WORK ITEM:
Copy each line of the data below with the word "opened".

EXCERPTED DATA:
>>>>
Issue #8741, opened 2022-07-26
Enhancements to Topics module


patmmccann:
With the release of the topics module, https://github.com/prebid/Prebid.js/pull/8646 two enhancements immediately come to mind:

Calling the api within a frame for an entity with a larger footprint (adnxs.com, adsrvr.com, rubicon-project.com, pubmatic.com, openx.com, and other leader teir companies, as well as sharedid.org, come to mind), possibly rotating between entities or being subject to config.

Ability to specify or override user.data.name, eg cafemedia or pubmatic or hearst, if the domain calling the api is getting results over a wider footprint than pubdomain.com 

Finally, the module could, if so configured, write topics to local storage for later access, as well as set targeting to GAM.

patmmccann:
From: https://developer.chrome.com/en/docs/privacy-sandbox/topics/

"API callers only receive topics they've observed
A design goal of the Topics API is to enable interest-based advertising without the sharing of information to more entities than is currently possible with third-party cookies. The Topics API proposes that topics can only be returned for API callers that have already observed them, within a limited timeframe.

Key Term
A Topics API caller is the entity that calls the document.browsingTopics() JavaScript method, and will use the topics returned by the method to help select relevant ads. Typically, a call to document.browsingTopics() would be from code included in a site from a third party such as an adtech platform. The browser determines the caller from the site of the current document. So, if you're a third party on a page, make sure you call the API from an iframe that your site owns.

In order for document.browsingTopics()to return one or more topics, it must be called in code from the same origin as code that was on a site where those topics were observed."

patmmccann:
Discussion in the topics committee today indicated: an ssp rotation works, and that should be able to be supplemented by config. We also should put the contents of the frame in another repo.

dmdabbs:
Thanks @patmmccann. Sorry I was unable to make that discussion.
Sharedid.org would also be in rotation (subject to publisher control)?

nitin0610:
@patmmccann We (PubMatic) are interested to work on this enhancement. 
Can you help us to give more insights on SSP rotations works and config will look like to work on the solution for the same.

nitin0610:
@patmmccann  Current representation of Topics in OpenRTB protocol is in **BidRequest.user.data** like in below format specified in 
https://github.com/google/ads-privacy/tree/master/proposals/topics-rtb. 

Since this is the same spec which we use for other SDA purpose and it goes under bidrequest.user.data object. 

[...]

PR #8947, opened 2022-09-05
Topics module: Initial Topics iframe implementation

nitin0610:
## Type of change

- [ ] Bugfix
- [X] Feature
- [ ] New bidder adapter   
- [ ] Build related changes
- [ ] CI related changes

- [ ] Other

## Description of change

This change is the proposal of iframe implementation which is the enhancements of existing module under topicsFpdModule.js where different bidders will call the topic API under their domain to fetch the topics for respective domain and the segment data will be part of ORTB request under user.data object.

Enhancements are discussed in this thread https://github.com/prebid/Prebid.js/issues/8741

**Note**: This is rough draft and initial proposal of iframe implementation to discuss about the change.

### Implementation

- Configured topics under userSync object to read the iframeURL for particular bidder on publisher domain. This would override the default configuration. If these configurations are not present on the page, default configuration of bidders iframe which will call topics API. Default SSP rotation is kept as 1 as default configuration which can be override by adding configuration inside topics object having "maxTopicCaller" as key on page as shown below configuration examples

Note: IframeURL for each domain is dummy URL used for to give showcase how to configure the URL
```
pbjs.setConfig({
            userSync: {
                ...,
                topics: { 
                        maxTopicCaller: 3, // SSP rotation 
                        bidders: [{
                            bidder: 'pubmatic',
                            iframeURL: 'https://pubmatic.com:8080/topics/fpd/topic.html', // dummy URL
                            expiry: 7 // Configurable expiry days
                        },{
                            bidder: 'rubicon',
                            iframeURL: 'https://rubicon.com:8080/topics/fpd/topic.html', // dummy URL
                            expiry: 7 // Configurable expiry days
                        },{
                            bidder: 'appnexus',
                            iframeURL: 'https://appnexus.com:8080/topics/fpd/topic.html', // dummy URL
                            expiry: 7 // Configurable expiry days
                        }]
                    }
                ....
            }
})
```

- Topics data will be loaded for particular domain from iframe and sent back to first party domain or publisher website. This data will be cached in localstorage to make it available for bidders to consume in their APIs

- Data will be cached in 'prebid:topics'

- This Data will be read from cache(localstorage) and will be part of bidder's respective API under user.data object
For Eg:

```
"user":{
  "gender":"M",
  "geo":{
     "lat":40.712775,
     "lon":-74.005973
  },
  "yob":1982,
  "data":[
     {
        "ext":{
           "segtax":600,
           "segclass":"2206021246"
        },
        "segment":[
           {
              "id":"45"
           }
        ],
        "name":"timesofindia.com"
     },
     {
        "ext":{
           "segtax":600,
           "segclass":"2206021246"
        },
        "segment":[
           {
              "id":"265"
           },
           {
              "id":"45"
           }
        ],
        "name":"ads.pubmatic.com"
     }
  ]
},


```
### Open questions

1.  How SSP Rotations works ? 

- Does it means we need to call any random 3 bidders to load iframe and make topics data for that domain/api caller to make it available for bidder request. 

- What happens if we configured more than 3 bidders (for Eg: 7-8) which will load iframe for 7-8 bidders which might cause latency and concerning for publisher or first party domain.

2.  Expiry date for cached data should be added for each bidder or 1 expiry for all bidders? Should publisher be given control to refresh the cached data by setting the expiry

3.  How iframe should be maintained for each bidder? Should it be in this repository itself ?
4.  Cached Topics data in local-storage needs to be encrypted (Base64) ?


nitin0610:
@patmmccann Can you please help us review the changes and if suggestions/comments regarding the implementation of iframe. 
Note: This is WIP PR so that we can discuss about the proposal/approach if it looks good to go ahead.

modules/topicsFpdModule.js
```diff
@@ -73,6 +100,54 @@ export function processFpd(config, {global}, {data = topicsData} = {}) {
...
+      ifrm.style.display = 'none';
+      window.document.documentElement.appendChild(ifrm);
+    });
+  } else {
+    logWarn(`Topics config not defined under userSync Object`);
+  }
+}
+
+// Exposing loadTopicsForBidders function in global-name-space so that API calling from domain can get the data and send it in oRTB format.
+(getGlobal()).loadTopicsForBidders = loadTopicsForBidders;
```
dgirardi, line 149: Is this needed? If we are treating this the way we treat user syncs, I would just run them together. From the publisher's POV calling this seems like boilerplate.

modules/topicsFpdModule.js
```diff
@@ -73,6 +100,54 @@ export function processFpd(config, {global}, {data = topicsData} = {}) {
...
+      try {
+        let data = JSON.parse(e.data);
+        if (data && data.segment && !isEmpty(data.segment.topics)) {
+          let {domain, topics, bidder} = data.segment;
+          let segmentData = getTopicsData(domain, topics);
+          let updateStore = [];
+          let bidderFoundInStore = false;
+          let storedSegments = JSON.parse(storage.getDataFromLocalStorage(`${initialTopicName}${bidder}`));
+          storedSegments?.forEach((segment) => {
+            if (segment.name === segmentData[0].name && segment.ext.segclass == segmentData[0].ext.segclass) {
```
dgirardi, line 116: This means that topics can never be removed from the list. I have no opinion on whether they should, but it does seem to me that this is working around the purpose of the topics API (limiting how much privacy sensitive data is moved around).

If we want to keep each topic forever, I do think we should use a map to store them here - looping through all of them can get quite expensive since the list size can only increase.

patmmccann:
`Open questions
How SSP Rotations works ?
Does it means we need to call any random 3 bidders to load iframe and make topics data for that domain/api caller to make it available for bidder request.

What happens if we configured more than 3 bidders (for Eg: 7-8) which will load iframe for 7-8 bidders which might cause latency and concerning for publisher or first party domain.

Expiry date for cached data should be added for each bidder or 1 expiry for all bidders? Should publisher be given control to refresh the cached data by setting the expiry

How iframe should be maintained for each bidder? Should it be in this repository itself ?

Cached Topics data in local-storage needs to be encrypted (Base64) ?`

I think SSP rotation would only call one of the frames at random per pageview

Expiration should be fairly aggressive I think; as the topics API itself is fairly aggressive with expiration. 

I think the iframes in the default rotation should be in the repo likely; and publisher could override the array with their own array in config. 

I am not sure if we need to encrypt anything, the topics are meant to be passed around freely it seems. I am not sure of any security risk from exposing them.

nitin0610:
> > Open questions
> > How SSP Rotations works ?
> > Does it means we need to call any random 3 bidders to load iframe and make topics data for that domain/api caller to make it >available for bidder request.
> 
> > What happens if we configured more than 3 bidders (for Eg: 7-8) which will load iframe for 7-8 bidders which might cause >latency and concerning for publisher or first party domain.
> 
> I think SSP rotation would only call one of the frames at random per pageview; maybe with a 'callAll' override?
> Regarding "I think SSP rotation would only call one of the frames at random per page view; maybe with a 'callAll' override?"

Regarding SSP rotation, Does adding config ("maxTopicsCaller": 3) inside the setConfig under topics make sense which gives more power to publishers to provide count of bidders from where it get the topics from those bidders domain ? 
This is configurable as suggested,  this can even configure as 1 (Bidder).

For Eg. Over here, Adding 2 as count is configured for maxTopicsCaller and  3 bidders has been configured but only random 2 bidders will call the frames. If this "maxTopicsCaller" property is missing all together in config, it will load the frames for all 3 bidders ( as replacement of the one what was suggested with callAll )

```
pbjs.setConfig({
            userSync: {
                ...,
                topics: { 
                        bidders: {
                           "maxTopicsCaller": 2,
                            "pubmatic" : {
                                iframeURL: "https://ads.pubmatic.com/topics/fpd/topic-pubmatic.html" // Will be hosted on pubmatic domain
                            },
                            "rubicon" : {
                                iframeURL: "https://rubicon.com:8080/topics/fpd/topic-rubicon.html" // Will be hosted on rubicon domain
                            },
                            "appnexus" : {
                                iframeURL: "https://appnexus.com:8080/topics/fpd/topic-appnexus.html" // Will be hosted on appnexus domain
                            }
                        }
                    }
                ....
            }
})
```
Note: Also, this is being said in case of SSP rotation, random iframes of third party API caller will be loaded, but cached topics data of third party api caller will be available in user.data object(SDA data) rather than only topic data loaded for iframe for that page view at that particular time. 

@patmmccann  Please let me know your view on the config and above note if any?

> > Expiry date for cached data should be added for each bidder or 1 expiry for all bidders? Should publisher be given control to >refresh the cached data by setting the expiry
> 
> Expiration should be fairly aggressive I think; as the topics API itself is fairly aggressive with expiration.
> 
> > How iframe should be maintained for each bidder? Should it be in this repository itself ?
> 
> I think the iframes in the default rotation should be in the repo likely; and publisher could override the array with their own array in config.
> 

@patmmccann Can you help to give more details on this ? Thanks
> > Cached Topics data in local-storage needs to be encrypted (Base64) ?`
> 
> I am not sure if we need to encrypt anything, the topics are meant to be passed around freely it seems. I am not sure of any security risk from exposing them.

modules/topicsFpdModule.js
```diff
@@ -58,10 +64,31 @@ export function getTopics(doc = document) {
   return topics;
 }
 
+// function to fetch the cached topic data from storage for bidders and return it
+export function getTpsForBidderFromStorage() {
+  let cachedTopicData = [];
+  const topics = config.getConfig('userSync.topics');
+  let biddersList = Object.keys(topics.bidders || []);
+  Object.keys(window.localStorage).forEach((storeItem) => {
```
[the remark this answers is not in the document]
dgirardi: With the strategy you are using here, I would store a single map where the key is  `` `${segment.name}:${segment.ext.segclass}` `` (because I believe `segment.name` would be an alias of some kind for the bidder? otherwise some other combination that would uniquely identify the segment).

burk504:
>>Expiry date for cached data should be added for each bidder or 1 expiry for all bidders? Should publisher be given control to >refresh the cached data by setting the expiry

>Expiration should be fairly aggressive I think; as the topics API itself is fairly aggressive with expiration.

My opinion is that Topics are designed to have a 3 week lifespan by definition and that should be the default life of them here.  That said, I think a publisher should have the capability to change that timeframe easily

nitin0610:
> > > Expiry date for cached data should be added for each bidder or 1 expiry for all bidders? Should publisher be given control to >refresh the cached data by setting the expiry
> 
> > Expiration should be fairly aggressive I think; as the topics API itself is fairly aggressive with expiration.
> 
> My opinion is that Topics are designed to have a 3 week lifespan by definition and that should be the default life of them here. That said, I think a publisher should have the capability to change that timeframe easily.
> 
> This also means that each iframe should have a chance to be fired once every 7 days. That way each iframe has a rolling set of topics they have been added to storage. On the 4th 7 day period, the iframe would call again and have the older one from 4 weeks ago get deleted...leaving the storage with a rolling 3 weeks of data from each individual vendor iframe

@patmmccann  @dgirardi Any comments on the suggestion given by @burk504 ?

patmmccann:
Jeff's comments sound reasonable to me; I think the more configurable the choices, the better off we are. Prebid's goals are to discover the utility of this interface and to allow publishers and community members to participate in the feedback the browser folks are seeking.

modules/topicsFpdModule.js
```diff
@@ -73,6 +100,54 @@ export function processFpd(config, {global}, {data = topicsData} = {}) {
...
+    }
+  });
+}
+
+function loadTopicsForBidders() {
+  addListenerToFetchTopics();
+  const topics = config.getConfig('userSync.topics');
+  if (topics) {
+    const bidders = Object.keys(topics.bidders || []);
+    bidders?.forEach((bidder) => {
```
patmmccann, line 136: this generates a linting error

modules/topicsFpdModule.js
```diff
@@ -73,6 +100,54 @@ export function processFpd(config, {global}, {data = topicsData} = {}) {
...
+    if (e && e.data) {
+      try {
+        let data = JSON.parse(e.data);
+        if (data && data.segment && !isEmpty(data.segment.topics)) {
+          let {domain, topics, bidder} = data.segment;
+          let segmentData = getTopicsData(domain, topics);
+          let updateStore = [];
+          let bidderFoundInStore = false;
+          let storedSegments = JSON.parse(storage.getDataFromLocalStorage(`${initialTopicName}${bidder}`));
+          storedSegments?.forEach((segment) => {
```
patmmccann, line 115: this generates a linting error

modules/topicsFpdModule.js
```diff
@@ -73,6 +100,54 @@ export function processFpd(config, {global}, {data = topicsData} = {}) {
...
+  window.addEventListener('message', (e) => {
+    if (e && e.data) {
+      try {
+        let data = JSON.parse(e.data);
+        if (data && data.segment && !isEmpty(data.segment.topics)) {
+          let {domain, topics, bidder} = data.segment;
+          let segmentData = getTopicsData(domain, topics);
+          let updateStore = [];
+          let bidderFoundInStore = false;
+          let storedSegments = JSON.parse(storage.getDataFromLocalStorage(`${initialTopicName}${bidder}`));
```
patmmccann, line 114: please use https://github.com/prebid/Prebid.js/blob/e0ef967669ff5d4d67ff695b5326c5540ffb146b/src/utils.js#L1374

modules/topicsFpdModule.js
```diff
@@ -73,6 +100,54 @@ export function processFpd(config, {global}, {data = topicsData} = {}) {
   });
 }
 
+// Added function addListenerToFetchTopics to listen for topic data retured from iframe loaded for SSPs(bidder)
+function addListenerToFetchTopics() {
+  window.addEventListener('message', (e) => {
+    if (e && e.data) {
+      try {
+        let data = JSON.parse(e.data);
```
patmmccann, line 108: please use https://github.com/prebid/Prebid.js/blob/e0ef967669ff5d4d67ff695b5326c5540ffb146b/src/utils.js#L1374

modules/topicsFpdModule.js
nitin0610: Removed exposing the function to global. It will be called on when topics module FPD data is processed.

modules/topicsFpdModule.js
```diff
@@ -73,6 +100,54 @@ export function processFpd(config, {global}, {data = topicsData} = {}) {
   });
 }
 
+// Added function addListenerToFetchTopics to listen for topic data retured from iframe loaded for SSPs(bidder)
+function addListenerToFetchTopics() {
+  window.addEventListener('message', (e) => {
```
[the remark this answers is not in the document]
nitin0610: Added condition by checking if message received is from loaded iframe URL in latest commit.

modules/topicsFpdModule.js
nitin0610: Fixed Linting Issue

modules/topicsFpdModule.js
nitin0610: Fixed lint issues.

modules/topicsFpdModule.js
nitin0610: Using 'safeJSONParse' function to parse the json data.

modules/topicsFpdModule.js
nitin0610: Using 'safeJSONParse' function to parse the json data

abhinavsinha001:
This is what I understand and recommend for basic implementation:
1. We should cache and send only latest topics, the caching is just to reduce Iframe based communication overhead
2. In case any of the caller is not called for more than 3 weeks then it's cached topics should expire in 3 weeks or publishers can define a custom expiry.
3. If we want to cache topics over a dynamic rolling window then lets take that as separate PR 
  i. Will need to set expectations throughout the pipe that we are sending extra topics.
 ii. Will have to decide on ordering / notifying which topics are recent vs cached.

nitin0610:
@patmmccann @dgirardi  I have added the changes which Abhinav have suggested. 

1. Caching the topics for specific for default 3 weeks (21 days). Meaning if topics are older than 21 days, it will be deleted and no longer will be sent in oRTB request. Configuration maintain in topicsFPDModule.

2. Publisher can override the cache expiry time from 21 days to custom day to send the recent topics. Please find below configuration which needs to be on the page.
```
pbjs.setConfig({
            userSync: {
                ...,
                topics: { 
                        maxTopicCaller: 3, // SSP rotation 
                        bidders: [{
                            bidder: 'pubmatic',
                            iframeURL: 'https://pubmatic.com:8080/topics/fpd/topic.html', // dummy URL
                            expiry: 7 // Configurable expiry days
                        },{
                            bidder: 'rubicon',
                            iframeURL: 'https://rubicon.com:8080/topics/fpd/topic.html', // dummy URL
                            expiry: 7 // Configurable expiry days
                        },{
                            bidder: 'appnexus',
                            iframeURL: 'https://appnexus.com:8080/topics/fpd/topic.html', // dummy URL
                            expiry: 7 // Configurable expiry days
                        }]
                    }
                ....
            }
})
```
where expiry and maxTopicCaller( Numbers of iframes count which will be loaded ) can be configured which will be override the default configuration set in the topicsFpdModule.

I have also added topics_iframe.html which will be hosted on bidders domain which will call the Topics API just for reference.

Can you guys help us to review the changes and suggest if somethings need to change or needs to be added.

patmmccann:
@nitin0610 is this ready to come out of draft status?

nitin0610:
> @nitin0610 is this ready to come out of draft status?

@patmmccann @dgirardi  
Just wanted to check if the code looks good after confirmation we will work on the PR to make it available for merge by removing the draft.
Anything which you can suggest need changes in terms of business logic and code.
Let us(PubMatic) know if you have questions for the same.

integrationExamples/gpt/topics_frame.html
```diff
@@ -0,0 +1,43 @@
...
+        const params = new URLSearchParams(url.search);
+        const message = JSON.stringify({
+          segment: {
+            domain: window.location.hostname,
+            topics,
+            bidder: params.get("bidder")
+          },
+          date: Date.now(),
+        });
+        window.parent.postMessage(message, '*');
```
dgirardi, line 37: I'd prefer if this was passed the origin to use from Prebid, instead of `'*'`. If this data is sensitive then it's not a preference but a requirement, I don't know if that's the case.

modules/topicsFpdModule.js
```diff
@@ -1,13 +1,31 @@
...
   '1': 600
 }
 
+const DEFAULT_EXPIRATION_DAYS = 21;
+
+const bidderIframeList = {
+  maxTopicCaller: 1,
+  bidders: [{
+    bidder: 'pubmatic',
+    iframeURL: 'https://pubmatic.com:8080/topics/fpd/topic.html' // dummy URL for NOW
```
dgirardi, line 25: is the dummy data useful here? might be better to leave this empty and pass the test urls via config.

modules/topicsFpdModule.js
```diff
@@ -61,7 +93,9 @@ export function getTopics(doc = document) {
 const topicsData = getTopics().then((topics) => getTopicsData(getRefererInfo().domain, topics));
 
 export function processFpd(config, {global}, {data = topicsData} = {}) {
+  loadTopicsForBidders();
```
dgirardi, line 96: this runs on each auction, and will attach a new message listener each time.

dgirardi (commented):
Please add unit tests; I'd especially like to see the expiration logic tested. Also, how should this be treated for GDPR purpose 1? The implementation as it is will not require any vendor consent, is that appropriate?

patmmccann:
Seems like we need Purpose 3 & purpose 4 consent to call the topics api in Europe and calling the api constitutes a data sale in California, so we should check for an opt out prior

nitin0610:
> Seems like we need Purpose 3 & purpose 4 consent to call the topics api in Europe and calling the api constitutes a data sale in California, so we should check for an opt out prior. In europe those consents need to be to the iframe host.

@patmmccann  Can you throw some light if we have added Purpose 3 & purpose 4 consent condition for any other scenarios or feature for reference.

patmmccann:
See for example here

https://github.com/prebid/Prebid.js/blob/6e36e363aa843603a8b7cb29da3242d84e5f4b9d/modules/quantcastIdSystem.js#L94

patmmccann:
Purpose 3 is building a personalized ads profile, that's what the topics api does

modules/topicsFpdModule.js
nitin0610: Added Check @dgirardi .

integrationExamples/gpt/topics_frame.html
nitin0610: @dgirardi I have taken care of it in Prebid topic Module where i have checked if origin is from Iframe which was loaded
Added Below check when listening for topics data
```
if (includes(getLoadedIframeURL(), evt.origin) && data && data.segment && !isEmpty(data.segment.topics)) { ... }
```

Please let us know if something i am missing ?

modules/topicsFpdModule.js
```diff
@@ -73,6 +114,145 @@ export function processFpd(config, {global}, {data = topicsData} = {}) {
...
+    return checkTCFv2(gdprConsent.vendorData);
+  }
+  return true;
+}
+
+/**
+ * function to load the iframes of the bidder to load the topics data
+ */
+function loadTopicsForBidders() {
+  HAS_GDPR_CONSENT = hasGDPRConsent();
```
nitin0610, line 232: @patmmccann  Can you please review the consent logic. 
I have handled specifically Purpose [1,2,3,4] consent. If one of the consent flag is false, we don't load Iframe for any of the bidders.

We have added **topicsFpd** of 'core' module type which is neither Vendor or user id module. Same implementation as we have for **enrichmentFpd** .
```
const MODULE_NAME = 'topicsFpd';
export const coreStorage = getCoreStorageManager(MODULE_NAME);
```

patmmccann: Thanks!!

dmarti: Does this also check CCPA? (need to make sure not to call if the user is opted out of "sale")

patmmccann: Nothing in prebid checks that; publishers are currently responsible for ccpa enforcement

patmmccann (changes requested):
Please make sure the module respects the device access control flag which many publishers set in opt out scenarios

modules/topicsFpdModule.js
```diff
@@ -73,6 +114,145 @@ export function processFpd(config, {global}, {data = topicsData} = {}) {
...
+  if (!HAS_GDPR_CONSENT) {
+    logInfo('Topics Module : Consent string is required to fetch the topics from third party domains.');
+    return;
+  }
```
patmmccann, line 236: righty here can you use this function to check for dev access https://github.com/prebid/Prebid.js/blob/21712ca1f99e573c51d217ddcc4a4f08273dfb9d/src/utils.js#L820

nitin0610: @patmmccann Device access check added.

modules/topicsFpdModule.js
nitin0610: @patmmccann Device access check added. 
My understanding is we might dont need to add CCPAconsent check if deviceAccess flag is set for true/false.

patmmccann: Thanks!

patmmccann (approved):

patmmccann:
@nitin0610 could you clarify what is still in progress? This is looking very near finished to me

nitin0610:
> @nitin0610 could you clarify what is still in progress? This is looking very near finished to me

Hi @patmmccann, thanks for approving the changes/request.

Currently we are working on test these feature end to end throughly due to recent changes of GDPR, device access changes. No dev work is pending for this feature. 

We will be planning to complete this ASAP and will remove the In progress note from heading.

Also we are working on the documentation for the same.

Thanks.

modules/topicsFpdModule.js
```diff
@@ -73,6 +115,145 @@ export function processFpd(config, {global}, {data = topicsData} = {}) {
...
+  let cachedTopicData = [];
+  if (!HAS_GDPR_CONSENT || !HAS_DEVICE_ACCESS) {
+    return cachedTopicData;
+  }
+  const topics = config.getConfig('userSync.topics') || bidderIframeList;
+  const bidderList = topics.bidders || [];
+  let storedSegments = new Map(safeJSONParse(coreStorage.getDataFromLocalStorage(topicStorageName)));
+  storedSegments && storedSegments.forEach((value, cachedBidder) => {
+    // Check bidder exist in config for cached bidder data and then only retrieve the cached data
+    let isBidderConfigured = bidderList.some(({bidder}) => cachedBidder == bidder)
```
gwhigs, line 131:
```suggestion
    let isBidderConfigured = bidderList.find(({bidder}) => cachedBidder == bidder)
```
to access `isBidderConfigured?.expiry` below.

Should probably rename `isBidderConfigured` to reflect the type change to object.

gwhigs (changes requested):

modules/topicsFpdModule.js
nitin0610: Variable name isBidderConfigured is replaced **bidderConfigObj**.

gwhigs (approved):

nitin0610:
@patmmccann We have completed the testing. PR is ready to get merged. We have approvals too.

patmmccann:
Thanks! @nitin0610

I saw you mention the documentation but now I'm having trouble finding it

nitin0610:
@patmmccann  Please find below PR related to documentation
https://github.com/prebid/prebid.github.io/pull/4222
<<<<
EXERCISE RESPONSE:
Issue #8741, opened 2022-07-26
PR #8947, opened 2022-09-05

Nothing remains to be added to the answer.